Pearly-Eyed Ground Spider
- Conservation status: Least Concern (SANBI Red List)

Scientific classification
- Kingdom: Animalia
- Phylum: Arthropoda
- Subphylum: Chelicerata
- Class: Arachnida
- Order: Araneae
- Infraorder: Araneomorphae
- Family: Gnaphosidae
- Genus: Camillina
- Species: C. biplagia
- Binomial name: Camillina biplagia Tucker, 1923

= Camillina biplagia =

- Authority: Tucker, 1923
- Conservation status: LC

Species of spider

Camillina biplagia is a species of spider in the family Gnaphosidae. It is endemic to South Africa and is commonly known as the pearly-eyed ground spider.

==Distribution==
Camillina biplagia is endemic to South Africa, where it occurs in five provinces: Eastern Cape, KwaZulu-Natal, Northern Cape, North West, and Western Cape.

==Habitat and ecology==
The species is a free-living ground dweller found at altitudes ranging from sea level to 1,205 m above sea level.

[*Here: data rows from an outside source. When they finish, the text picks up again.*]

PR #745, opened 2021-04-27
walletdb: add ForEachBucket to the ReadTx with bbolt implementation

bhandras:
This commit extends the ReadTx (and ReadWriteTx) interface with
ForEachBucket which can be used to iterate through all top level
buckets. This is a missing piece from the walletdb abstraction which
will allow us to iterate all keys in a walletdb opening the possibility
to build generic tools to browse and edit walletdb files regardless of
the underlying driver.


Roasbeef:
cc @guggero

guggero (approved):
Nice, LGTM :1st_place_medal:

Roasbeef (approved):
LGTM 🛵

PR #751, opened 2021-05-28
Prevent duplicate notifications for (un)confirmed transactions

bjarnemagnussen:
### Background

Relevant confirmed and unconfirmed transactions may be notified multiple times. The reason seems to be that there are multiple paths that lead to entrance into the `addRelevantTx` function. This will then always trigger a notification regardless if the transaction was already recorded or not.

This PR addresses this issue by adding a new method `InsertTxCheckIfExists` to the `TxStore`, which allows `addRelevantTx` to skip all the logic only required for new transactions, including notification of transactions that were already recorded.

This should fix lightningnetwork/lnd#2267

Arguably adding better testing of this can be added, which I have only done in this PR in a simplistic manner but would improve on.

### DIFF
--- a/wallet/chainntfns.go
+++ b/wallet/chainntfns.go
@@ -280,9 +280,17 @@ func (w *Wallet) addRelevantTx(dbtx walletdb.ReadWriteTx, rec *wtxmgr.TxRecord, 
 	// relevant.  This assumption will not hold true when SPV support is
 	// added, but until then, simply insert the transaction because there
 	// should either be one or more relevant inputs or outputs.
-	err := w.TxStore.InsertTx(txmgrNs, rec, block)
+	exists, err := w.TxStore.InsertTxCheckIfExists(txmgrNs, rec, block)
 	if err != nil {
 		return err
+	}
+
+	// If the transaction has already been recorded, we can return early.
+	// Note: Returning here is safe as we're within the context of an atomic
+	// database transaction, so we don't need to worry about the MarkUsed
+	// calls below.
+	if exists {
+		return nil
 	}
 
 	// Check every output to determine whether it is controlled by a wallet
--- a/wtxmgr/tx.go
+++ b/wtxmgr/tx.go
@@ -55,6 +55,10 @@ var (
 	// ErrOutputUnlockNotAllowed is an error returned when an output unlock
 	// is attempted with a different ID than the one which locked it.
 	ErrOutputUnlockNotAllowed = errors.New("output unlock not alowed")
+
+	// ErrDuplicateTx is returned when attempting to record a mined or
+	// unmined transaction that is already recorded.
+	ErrDuplicateTx = errors.New("transaction already exists")
 )
 
 // Block contains the minimum amount of data to uniquely identify any block on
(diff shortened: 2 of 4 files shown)


wpaulino (approved):

wallet/chainntfns.go
```diff
@@ -280,11 +280,16 @@ func (w *Wallet) addRelevantTx(dbtx walletdb.ReadWriteTx, rec *wtxmgr.TxRecord,
...
 	// should either be one or more relevant inputs or outputs.
-	err := w.TxStore.InsertTx(txmgrNs, rec, block)
+	exists, err := w.TxStore.InsertTxCheckIfExists(txmgrNs, rec, block)
 	if err != nil {
 		return err
 	}
 
+	// If the transaction has already been recorded, we can return early.
+	if exists {
+		return nil
```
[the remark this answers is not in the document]
bjarnemagnussen: Thanks for your review! I have added your clarification to the comment

wpaulino:
cc @Roasbeef

wallet/chainntfns.go
```diff
@@ -280,11 +280,19 @@ func (w *Wallet) addRelevantTx(dbtx walletdb.ReadWriteTx, rec *wtxmgr.TxRecord,
 	// relevant.  This assumption will not hold true when SPV support is
 	// added, but until then, simply insert the transaction because there
 	// should either be one or more relevant inputs or outputs.
-	err := w.TxStore.InsertTx(txmgrNs, rec, block)
+	exists, err := w.TxStore.InsertTxCheckIfExists(txmgrNs, rec, block)
 	if err != nil {
```
Roasbeef, line 284: Typo in commit message InserTxCheckIfExists -> InsertTxCheckIfExists

Also commit body should be wrapped to 80 chars

wtxmgr/tx.go
```diff
@@ -355,11 +359,30 @@ func (s *Store) deleteUnminedTx(ns walletdb.ReadWriteBucket, rec *TxRecord) erro
...
 // history.  If block is nil, the transaction is considered unspent, and the
 // transaction's index must be unset.
-func (s *Store) InsertTx(ns walletdb.ReadWriteBucket, rec *TxRecord, block *BlockMeta) error {
+func (s *Store) InsertTx(ns walletdb.ReadWriteBucket, rec *TxRecord,
+	block *BlockMeta) error {
+	_, err := s.InsertTxCheckIfExists(ns, rec, block)
+	return err
+}
+
+// InsertTxCheckIfExists records a transaction as belonging to a wallet's
```
Roasbeef, line 368: Not the most scrutable name, can't think of any other good alternatives, so it should do...

Roasbeef (approved):
Solid fix!

Re testing, I think the final thing we want here is an integration test at the `lnd` level to confirm that the motivating issue is resolved: users no longer receive double transaction notifications on the RPC level.

bjarnemagnussen:
I have changed the commit title and message to address the issue.

> Re testing, I think the final thing we want here is an integration test at the `lnd` level to confirm that the motivating issue is resolved: users no longer receive double transaction notifications on the RPC level.

How would the procedure be for this? Merge this PR and make a PR in the LND repo that updates the dependency and adds the integration test; or first create a PR in the LND repo that uses this fork as dependency (with integration tests) and if it works merge this PR and then update the dependency inside the PR of the LND repo?

wallet/chainntfns.go
bjarnemagnussen: Changed!

Roasbeef:
> How would the procedure be for this? Merge this PR and make a PR in the LND repo that updates the dependency and adds the integration test

Yeah this exactly!

bjarnemagnussen:
I was looking into adding tests for this, but I cannot re-create this issue in the testing framework. Always only one notification is received on the `lntest.HarnessNode`. 

Of course manually building LND and using the gRPC `SubscribeTransactions` does as expected deliver duplicate notifications if not updated to the new `btcwallet` dependency, which resolves this.

Roasbeef:
> Of course manually building LND and using the gRPC SubscribeTransactions does as expected deliver duplicate notifications if not updated to the new btcwallet dependency, which resolves this.

You mean that if you make a test with this patch, then duplicate notifications aren't received? Isn't that to be expected? So it would be something like:
  * Add the test (it fails) 
  * Update go.mod (it now passes)

? 

Or you mean that the test framework itself is suppressing double notification somewhere in the higher level logic it offers?

bjarnemagnussen:
I wanted to add a test case that would trigger if duplicate notifications ever happen again. So I tried to add the test cases before updating the dependency in `go.mod` and realized that something higher up in the logic in the testing framework is preventing the duplicate notifications from happening. 

First I lazily tried to just add a select-case statement to check for any additional notifications here:
https://github.com/lightningnetwork/lnd/blob/7176a212f76f3539d0c0b89bdc4457e647fdf7c2/lnwallet/test/test_interface.go#L1514-L1529

I then also created an integration test where I created the nodes from the `lntest.NetworkHarness.NewNode` method and then set up everything to listen to notifications and creating them via `lntest.NetworkHarness.SendCoins`, etc. However this also didn't trigger duplicate notifications. 

The original issue is as described that "[the] transaction gets notified independent from the block notification once it’s confirmed and it’s also notified when processing the block notification containing the transaction." And I think in the test framework maybe only one of these notification hooks are actually active? I don't see how to change that though.

Roasbeef:
Interesting, are you able to reproduce at the _unit test_ level with `SubscribeTransactions`? So this would be directly in btcwallet, skipping the `lnd` wrapper RPC logic.

bjarnemagnussen:
> Interesting, are you able to reproduce at the _unit test_ level with `SubscribeTransactions`? So this would be directly in btcwallet, skipping the `lnd` wrapper RPC logic.

Inside LND I am not sure where the test files exist for btcwallet? It seems that the tests only exist for the lnwallet interface (for which the issue of not firing duplicate notifications persists)?

PR #757, opened 2021-07-19
wallet+walletdb: remove manual DB transactions, use custom `View/Update` implementation when provided

guggero:
This PR makes it possible to use a remote DB backend such as `etcd` as the wallet DB backend.
Because a remote DB backend might implement its own logic for committing or rolling back a DB transaction, we shouldn't create manual transactions by using `BeginReadTx` or `BeginReadWriteTx`.
Instead we should always use the `walletdb.View()` or `walletdb.Update()` calls.

We also add a new `ExtendedDB` interface to `walletdb` that can specify its own `View()` and `Update()` methods. If such an extended DB is given to the `walletdb` package, its methods are used instead of the default implementation in `walletdb`.

cc @bhandras, @wpaulino


wallet/createtx.go
```diff
@@ -109,148 +109,159 @@ func (s secretSource) GetScript(addr btcutil.Address) ([]byte, error) {
...
-			output := output
-
-			if !inputYieldsPositively(&output, feeSatPerKb) {
-				continue
-			}
-
-			positivelyYielding = append(positivelyYielding, output)
+	var tx *txauthor.AuthoredTx
+	err = walletdb.Update(w.db, func(dbtx walletdb.ReadWriteTx) error {
+		addrmgrNs, changeSource, err := w.addrMgrWithChangeSource(
```
joostjager, line 127: This doesn't look thread-safe, but from our offline discussion I understand that etcd no longer guarantees that this code isn't executed concurrently like it was the case for bbolt.

I think this applies to other changes too.

bhandras: Yes, one key thing about using the `View` and `Update` closures is that we only guarantee that transactions are serializable, but there's no guarantee of a single `Update` at a time. Also the closure may retry so any logic inside has to be aware of this.

joostjager: Echoing the offline discussion here: my suggestion would be to for now use the familiar global write lock with etcd that bbolt uses too to avoid the risk of breaking anything. The etcd backend plugin itself is probably more than enough risk already, let alone if the app code would need to be changed too. Data safety above performance.

guggero: Discussed this a bit more offline. The current plan is to add a lock specifically for the `etcd` DB instance that uses the `walletdb` to avoid concurrency issues. If this slows us down too much in `lnd` then we might need to re-architecture the wallet somewhat to support the reset callbacks and account for proper thread safety.

joostjager: Are you sure that the other database instances are completely safe to use without the lock? As a user, my preference would be to wrap them all in a lock for the first release. Lightning data is critical.

guggero: > Are you sure that the other database instances are completely safe to use without the lock?

No, not yet. This will need to be made sure and is being discussed in other PRs.
But assuming that there is a global lock for the wallet DB, can we proceed with the PR as is?

joostjager: Yes looks good then.

Roasbeef: > This doesn't look thread-safe and from our offline discussion I understand that etcd no longer guarantees that this code isn't executed concurrently like it was the case for bbolt.

Check out `txCreator` this only ever runs serially.

wallet/createtx.go
```diff
@@ -109,148 +109,159 @@ func (s secretSource) GetScript(addr btcutil.Address) ([]byte, error) {
...
-		for _, output := range eligible {
-			output := output
-
-			if !inputYieldsPositively(&output, feeSatPerKb) {
-				continue
-			}
-
-			positivelyYielding = append(positivelyYielding, output)
+	var tx *txauthor.AuthoredTx
+	err = walletdb.Update(w.db, func(dbtx walletdb.ReadWriteTx) error {
```
bhandras, line 126: I think there's a (preexisting) race here with the `BlockStamp()` since we may be past the block by the time the transaction commits. It's not related to the `Update` refactor and not sure if it's porblematic.

walletdb/interface.go
```diff
@@ -207,23 +208,60 @@ type DB interface {
...
+}
+
 // View opens a database read transaction and executes the function f with the
 // transaction passed as a parameter.  After f exits, the transaction is rolled
 // back.  If f errors, its error is returned, not a rollback error (if any
 // occur).
 func View(db DB, f func(tx ReadTx) error) error {
+	// Allow external/remote DB driver implementations to overwrite the
+	// default view behavior.
+	if edb, ok := db.(ExtendedDB); ok {
```
bhandras, line 261: To be fully safe I think we need some deeper changes, because there are some cases in the wallet where in the `View` and `Update` closures mutate collections inside the closure. We won't retry them since everything is serial and we also use the walletdb rwlocked in LND but the `reset` closure could be used to reset those collections where needed.

walletdb/interface.go
```diff
@@ -207,23 +208,60 @@ type DB interface {
...
+	// attempt to optimistically combine the invocation of several
 	// transaction functions into a single db write transaction.
 	Batch(func(tx ReadWriteTx) error) error
 }
 
+// ExtendedDB is a special version of the main DB interface that provides their
+// own implementation of the View and Update methods. The walletdb package will
+// use those methods instead of the package global View/Update functions if the
+// given DB is compatible with this extended interface.
+type ExtendedDB interface {
```
bhandras, line 227: I'm thinking if it is feasible to instead of introducing the `ExtendedDB` interface, we could just change the `DB` interface to include `View` and `Update` with reset and we could keep the old manual txn based `walletdb.View` and `walletdb.Update` intact to simplify upgrades for other implementors? Then internally in the wallet we could just use the new extended `DB`. wdyt?

bhandras (approved):
Changes look good with the assumption that the wallet really is locked for serial access. Some suggestions I put in comments that we may consider doing to make it fully safe for database retries (which won't ever happen until serial access is guaranteed).

wallet/createtx.go
guggero: I think that's okay. If a new block comes in while we're in this DB transaction, we just won't "see" any UTXOs in that block. I think with the wallet's own (internal) unique coin lock maybe we can't process new blocks while a wallet operation is ongoing anyway.

walletdb/interface.go
guggero: Yeah I guess we'll have to look at every DB transaction individually to make sure they're either serialized by the wallet's own internal lock or are `reset()` capable if not. I implemented your suggestion about adding the `View()` and `Update()` methods to the DB interface directly. That will make it possible to start migrating/upgrading individual code blocks in the future.

walletdb/interface.go
guggero: Good idea, simplifies quite a lot! I didn't go ahead and rename/change anything in the larger code base. But we can now do so package by package if we wish to.

walletdb/interface.go
```diff
@@ -205,16 +206,39 @@ type DB interface {
 
 	// Close cleanly shuts down the database and syncs all data.
 	Close() error
+
+	// PrintStats returns all collected stats pretty printed into a string.
+	PrintStats() string
```
bhandras, line 211: Nice!

guggero:
Bump, @wpaulino, @Roasbeef

walletdb/error.go
```diff
@@ -39,6 +39,10 @@ var (
 
 	// ErrInvalid is returned if the specified database is not valid.
 	ErrInvalid = errors.New("invalid database")
+
+	// ErrDryRunRollBack is returned if a database transaction should be
+	// rolled back because its changes were a dry-run only.
+	ErrDryRunRollBack = errors.New("dry run only; should roll back")
```
Roasbeef, line 45: 👍

walletdb/interface.go
```diff
@@ -205,16 +206,39 @@ type DB interface {
...
+
+	// View opens a database read transaction and executes the function f
+	// with the transaction passed as a parameter. After f exits, the
+	// transaction is rolled back. If f errors, its error is returned, not a
+	// rollback error (if any occur). The passed reset function is called
+	// before the start of the transaction and can be used to reset
+	// intermediate state. As callers may expect retries of the f closure
+	// (depending on the database backend used), the reset function will be
+	// called before each retry respectively.
+	View(f func(tx ReadTx) error, reset func()) error
```
Roasbeef, line 221: Hmm, so which one (the interface method or the package method) is a caller intended to use?

Roasbeef (approved):
Changes look good to me, just one comment about the addition of the interface methods, and how callers are meant to decide which of them to use. 

In the future, I guess we could make a v2/v3 version that pushes all callers towards the interface variant.

walletdb/interface.go
guggero: Good question. Added a comment to both.

walletdb/interface.go
```diff
@@ -205,16 +206,45 @@ type DB interface {
...
+	// if f did not error, the transaction is committed. Otherwise, if f did
+	// error, the transaction is rolled back. If the rollback fails, the
+	// original error returned by f is still returned. If the commit fails,
+	// the commit error is returned. As callers may expect retries of the f
+	// closure (depending on the database backend used), the reset function
+	// will be called before each retry respectively.
+	//
+	// NOTE: For new code, this method should be used directly instead of
+	// the package level Update() function.
+	Update(f func(tx ReadWriteTx) error, reset func()) error
```
bhandras, line 237: I think we should also add `Batch(f func(rx ReadWriteTx) error, reset func()) error` to this interface.

bhandras: And then add the `reset()` to the `bdb` implementation.

Roasbeef: Do we need that if we already have `Batch`? Given that due to the nature of `Batch`, the caller needs to be inherently able to handle retried DB transactions.

PR #758, opened 2021-08-03
mod+wallet: use btcd/mempool IsDust for calculating mempool dust

Crypt-iQ:
We can now get rid of our incorrect dust calculation which did not give exact values for segwit outputs as it was based on spending a P2PKH output instead.

### DIFF
--- a/go.mod
+++ b/go.mod
@@ -1,7 +1,7 @@
 module github.com/btcsuite/btcwallet
 
 require (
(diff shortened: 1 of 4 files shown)


Crypt-iQ:
@Roasbeef

Roasbeef (approved):
LGTM 🌲

PR #834, opened 2022-11-17
wallet: update sub modules to latest btcd version

Roasbeef:


wallet/txauthor/go.mod
```diff
@@ -3,7 +3,7 @@ module github.com/btcsuite/btcwallet/wallet/txauthor
 go 1.12
 
 require (
-	github.com/btcsuite/btcd v0.23.1
+	github.com/btcsuite/btcd v0.23.3
```
guggero, line 6: Shouldn't we use `v0.23.4` to also include the tap tweak fix?

guggero: We do actually use the `txscript` package in `txauthor`, `txrules` and `txsizes`, that's why I think we should go to the latest version in these submodules.

Roasbeef: Done!

guggero (approved):

PR #835, opened 2022-11-18
wallet: fix argument order in call to txToOutputs

Roasbeef:
The initial version had the arguments swapped. This doesn't show up if both are nil, but can cause some instances to fail that otherwise wouldn't.


chappjc (approved):
ACK. All test either use both nil or same key scope.  Args are definitely coin selection followed by change.

guggero (approved):

PR #836, opened 2022-11-19
wallet: ensure change scope is uniform if coin select scope is set

Roasbeef:
In this commit, we fix a regression that was introduced as a result of the new change scope param. Of cases like spending from an imported account with PSBT, the change scope should be the same as the coin selection scope to ensure that a proper change address is available.

Example failure scenario: imported account uses the p2wkh scope, no other imported accounts, but then we fail when we go to make a change addr as the imported account hasn't had a p2tr account created.


guggero (approved):

positiveblue (approved):
LGTM  :+1:

PR #837, opened 2022-11-28
wallet: add output info to change output in FundPsbt

guggero:
In case we create a change output when funding a PSBT we want to include its derivation path and public key information in the PSBT in order to make the output information more useful and verbose.

This is used in order to create exclusion proofs for our change addresses in Taro when funding any anchor TX through PSBT.

cc @bhandras.

### DIFF
--- a/wallet/psbt.go
+++ b/wallet/psbt.go
@@ -9,6 +9,7 @@ import (
 	"fmt"
 
 	"github.com/btcsuite/btcd/btcutil"
+	"github.com/btcsuite/btcd/btcutil/hdkeychain"
 	"github.com/btcsuite/btcd/btcutil/psbt"
 	"github.com/btcsuite/btcd/txscript"
 	"github.com/btcsuite/btcd/wire"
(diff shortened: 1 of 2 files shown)


wallet/psbt.go
```diff
@@ -294,6 +309,52 @@ func addInputInfoSegWitV1(in *psbt.PInput, utxo *wire.TxOut,
 	}}
 }
 
+// addOutputInfo adds the BIP32 derivation info for an output from our internal
+// wallet.
+func addOutputInfo(out *psbt.POutput, txOut *wire.TxOut,
```
bhandras, line 314: nit: could be slightly more readable as ```getOutputInfo(*wire.TxOut, waddrmgr.ManagedPubKeyAddres) (*psbt.POutput, error)```

wallet/psbt_test.go
```diff
@@ -293,6 +293,19 @@ func TestFundPsbt(t *testing.T) {
 				t, tc.expectedChangeBeforeFee,
 				txOuts[changeIndex].Value+int64(expectedFee),
 			)
+
+			changeTxOut := txOuts[changeIndex]
+			changeOutput := packet.Outputs[changeIndex]
+			require.NotEmpty(t, changeOutput.Bip32Derivation)
```
bhandras, line 299: nit: could also add some additional checks apart from `NotEmpty`.

bhandras (approved):
LGTM :tada:

wallet/psbt.go
```diff
@@ -294,6 +309,52 @@ func addInputInfoSegWitV1(in *psbt.PInput, utxo *wire.TxOut,
...
+		},
+	}
+	out.Bip32Derivation = []*psbt.Bip32Derivation{
+		derivation,
+	}
+
+	// Include the Taproot derivation path as well if this is a P2TR output.
+	if txscript.IsPayToTaproot(txOut.PkScript) {
+		out.TaprootBip32Derivation = []*psbt.TaprootBip32Derivation{{
+			XOnlyPubKey:          derivation.PubKey[1:],
```
Roasbeef, line 348: Style nit: can capture this as `schnorrKey` above since it's used below also for `TaprootInternalKey`.

Roasbeef (commented):
Easy diff, reads well, just a small comment in addition to what Andras left.

wallet/psbt.go
guggero: Yeah, makes sense.

Roasbeef (approved):
LGTM ⏰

It has been sampled from Fynbos, Nama Karoo, Savanna, Succulent Karoo, and Thicket biomes.

==Description==

C. biplagia is known from both sexes.

==Conservation==
Camillina biplagia is listed as Least Concern by the South African National Biodiversity Institute due to its wide distribution range. The species is protected in four protected areas: Mountain Zebra National Park, Ndumo Game Reserve, Tembe Elephant Park, and Table Mountain National Park.

==Taxonomy==
The species was described by Tucker in 1923 from Great Winterhoek Mountains. It was revised by Platnick & Murphy in 1987.